Subitamente os três olharam para o ser, ele se levantou e a luz da janela permitiu que os meninos o vissem.

-- Meu nome é Jonas, Elias me deu esse nome porque fui o primeiro que ele encontrou. -- Disse o menino.

Ainda ainda assustados com a surpresa aparição daquele menino, os adolescentes se apresentaram educadamente um a um.

-- Não entendi, ele te encontrou? Como? E qual é a relação do seu nome com ele ter te encontrado? -- Tom disparou a perguntar.

O novo menino parecia que estava a todo momento de olhos fechados. E com toda a paciência respondeu.

-- Muito prazer em conhecê-los. Sim, eu e a outra criança chamada Juju fomos encontrados no mar, ao relento. Elias disse que somos filhos de algum escolhido, mas por não termos nascido da maneira que eles esperavam eles nos colocaram em uma panela e soltaram ao mar, parecido com o que fizeram com o Moisés da Bíblia. A relação do meu nome com ele ter me encontrado é que, antes disso tudo acontecer Elias era muito religioso, e ao me encontrar no alto mar ele se lembrou da história bíblica que fala sobre o rapaz que viajou dentro da barriga de um peixe grande. Esse moço da história se chamava Jonas. Entendeu?

Os três amigos estavam mais calmos quando Jonas terminou de explicar. Então foi a vez de Marcia perguntar:

-- Mas porquê seus pais fariam isso com uma criança? Porque você não é do jeito que eles queriam?

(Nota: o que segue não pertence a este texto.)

Issue #719, opened 2025-03-18
Logs Block


memisrose:
### Feature:
The overarching feature this component test is apart of.

### Component / Function:
The specific component this test will cover.

### Given:
Preconditions or current state

### When:
When an event or user action occurs

### Then:
The expected outcome of this test

PR #919, opened 2025-04-18
test(ui): add logs block test

alaleung:
## Description
test(ui): add logs block test
https://github.com/SEMOSS/semoss-ui/issues/719

### DIFF
--- a/libs/renderer/src/testing/block-defaults/LogsBlock.spec.tsx
+++ b/libs/renderer/src/testing/block-defaults/LogsBlock.spec.tsx
@@ -2,7 +2,7 @@ import { render, screen } from "../utils";
 import { expect } from "vitest";
 import "@testing-library/jest-dom";
 
-import { LogsBlock } from "../../components/block-defaults/logs-block/LogsBlock";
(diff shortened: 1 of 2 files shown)


libs/renderer/src/testing/utils/index.tsx
```diff
@@ -1,20 +1,26 @@
 import "@testing-library/jest-dom";
+import { cleanup } from "@testing-library/react";
```
memisrose: remove unused import

memisrose (changes requested):

libs/renderer/src/testing/block-defaults/LogsBlock.spec.tsx
```diff
@@ -0,0 +1,72 @@
+import { render, screen } from "../utils";
+import { expect } from "vitest";
+import "@testing-library/jest-dom";
+
+import { LogsBlock } from "../../components/block-defaults/logs-block/LogsBlock";
```
memisrose: please use relative imports ie '@/components...'

memisrose (changes requested):

memisrose (approved):

PR #921, opened 2025-04-20
686 fix styles on dropdown menu items within team add project engine and members table

### LINKED ISSUE #686: Fix styles on Dropdown Menu Items within Team Add Project, Engine, and Members table
### Description 

Upon adding the infinite scroll ticket in, I noticed the Menu items for those same dropdowns lack clarity with design.  Can we fix the styles for all the dropdowns in each of the tables

Add Project
Add Engine
Add Members

### Existing

Image
Image

### Requirements

j-arias-dev:
## Changes Made

- Changed the state of Members, Projects, and Engines to object types to fix bugs caused by duplicated object ID keys and incorrect type key.
- One thing I noticed while implementing type objects into the team permissions page is that the `getProjectsForGroup` function returns two duplicate keys. Both keys return the same value, but one is `project_id` while the other is `projectid`. Similarly, for the `getEnginesForGroup` function, one key is `engine_id` while the other is `engineid`. In my PR, I updated it to use the one with the underscore.
- Previously we were not passing a type value to the `editEnginePermission` reactor because the engine object lacked a `type` key. I have updated it to pass the correct key, which is `engine_key`.
- Modified the dropdown styling in the Autocomplete component for Members, Projects, and Engines.

## How to Test

Test the updated dropdown styling options for the Add Members, Add Projects, and Add Engines modals.
Test CRUD functionality for Members, Projects and Engine
2. Expected outcomes

### Add Members
image

image

### Add Projects
image

image

### Add Engines
image

image


packages/client/src/stores/monolith/monolith.store.ts
```diff
@@ -1274,11 +1274,7 @@ export class MonolithStore {
      * @param userId
      * @returns
      */
-    async deleteTeamUser(user: {
-        groupid: string;
-        type: string;
-        userid: string;
-    }) {
+    async deleteTeamUser(user) {
```
AAfghahi: Why get rid of the object here? Do we have separate versions of user?

packages/client/src/components/teams/TeamEnginesTable.tsx
```diff
@@ -732,25 +771,26 @@ export const TeamEnginesTable = (props: EnginesTableProps) => {
...
                                                             </Stack>
                                                         </NameIDWrapper>
                                                     </UserInfoTableCell>
                                                     <Table.Cell size="medium">
                                                         <RadioGroup
                                                             row
-                                                            defaultValue={
-                                                                engine.permission
-                                                            }
+                                                            defaultValue={String(
```
AAfghahi, line 786: The default value is a number for permission, no?

AAfghahi:
It looks good, some small comments, going to test it in the UI tomorrow.

packages/client/src/components/teams/TeamEnginesTable.tsx
j-arias-dev: @AAfghahi 
Correct, but the value and default value of the Radio component are only of type string.

packages/client/src/stores/monolith/monolith.store.ts
j-arias-dev: @AAfghahi  
Now that we have implemented object types, we can pass the object directly instead of creating a user object in the parameters. To prevent adding various object types to the monolith store file, I can pass only the necessary values into the parameters rather than creating or passing an object. Will that be better?

AAfghahi (approved):

AAfghahi (changes requested):
Needs this BE fix: https://github.com/orgs/SEMOSS/projects/34/views/2?pane=issue&itemId=107664973&issue=SEMOSS%7CSemoss%7C726

packages/client/src/stores/monolith/monolith.store.ts
neelneelneel: The method will need to be typed and any passed in types must match that.

neelneelneel (changes requested):

packages/client/src/stores/monolith/monolith.store.ts
j-arias-dev: @AAfghahi  @neelneelneel 
The deleteTeamUser change has been pushed. The branch has been updated.

neelneelneel (approved):

AAfghahi (approved):

packages/client/src/components/teams/TeamEnginesTable.tsx
```diff
@@ -732,25 +771,26 @@ export const TeamEnginesTable = (props: EnginesTableProps) => {
...
                                                                 );
                                                                 updateSelectedEngines(
                                                                     {
-                                                                        engineid:
-                                                                            engine.engineid,
-                                                                        type: engine.type,
+                                                                        engine_id:
+                                                                            engine.engine_id,
+                                                                        engine_type:
+                                                                            engine.engine_type,
```
AAfghahi: Went through this with the BE engineer, and engine_type is not necessary for this particular call. What this is doing is adding an engine to a specific Group. It's just creating a relational database btwn the two tables, so we will still have access to the engine_type. But passing in the engine type, I don't think is necessary, especially since the engine table is type agnostic. 

@anurag91jain  do you have naything to add from our discussion? 

If you delete this portion @j-arias-dev  I think this is good to merge.

j-arias-dev: @AAfghahi  @anurag91jain 
I deleted the `engine_type` from `updateSelectedEngines` and restored the original `editEnginePermission` parameters.
The update has been pushed.

AAfghahi (approved):

AAfghahi:
please resolve the conflicts!

j-arias-dev:
@AAfghahi  
Merge conflicts have been resolved and updates have been pushed.

johbaxter:
Are these changes still relevant, and are we waiting on backend PR to be merged for this too.

@j-arias-dev @AAfghahi

j-arias-dev:
@johbaxter @AAfghahi 
We decided not to pass engine_type into editEnginePermission, so everything is set on my end.
https://github.com/SEMOSS/semoss-ui/pull/921#discussion_r2082141416

johbaxter:
Closing as stale

PR #963, opened 2025-04-22
feat(client): add shared insight id for panels in workspace

### LINKED ISSUE #958: Integrate insight id sharing between workspace panels
### Description 

Shared InsightId to all blocks and code apps will be done through the workspace store

I'll initialize the insightId to the workspace.store and pass it to the all the panels that should have access to it

Add Property to workspace.store for a new insightId, runPixel("1+1", "new) if not there already

Pull the insightId from within each panel.
Ex: TerminalPanel.tsx will need to send insightId in the runPixel call there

O menino com muito cuidado se aproximou de Marcia, ele aparentava ter a mesma idade da menina pelo tamanho, e explicou mais uma vez:

-- Não sei se percebeu, mas nasci sem meus olhos. Nasci cego. O governo pega crianças assim e as tomam da família, mesmo sendo de escolhidos, e ninguém sabe o que eles fazem com elas. Acredito que meus pais me colocaram em uma panela e entregaram à sorte para que o mar me levasse num ato de desespero. Acho que assim, eles tinham certeza do nosso destino, mesmo sendo a morte.

-- E como você sabe tanta coisa e fala com tanta propriedade? Você foi a escola? -- Marcia não conseguia entender como um velho bizarro como Elias pudesse ensinar tantos modos a uma criança. Jonas tinha um vocabulário muito extenso para ter sido educado pelo pescador. Ao mesmo tempo, escola era permitida apenas pata filhos dos escolhidos.

-- Eles não aprenderam comigo! -- Resmungou Elias, que apareceu pelos lençóis velhos que cobriam a passagem para o quarto. -- Devo isso a sua mãe, e é por isso que eu estou me arriscando para te ajudar. Não faria isso para qualquer pessoa. Inclusive, vou avisá-la que chegaram bem. Já que as crianças estão acordadas e vocês devem estar com fome, elas arrumarão alguma comida enquanto eu preparo o barco, vamos sair antes do amanhecer.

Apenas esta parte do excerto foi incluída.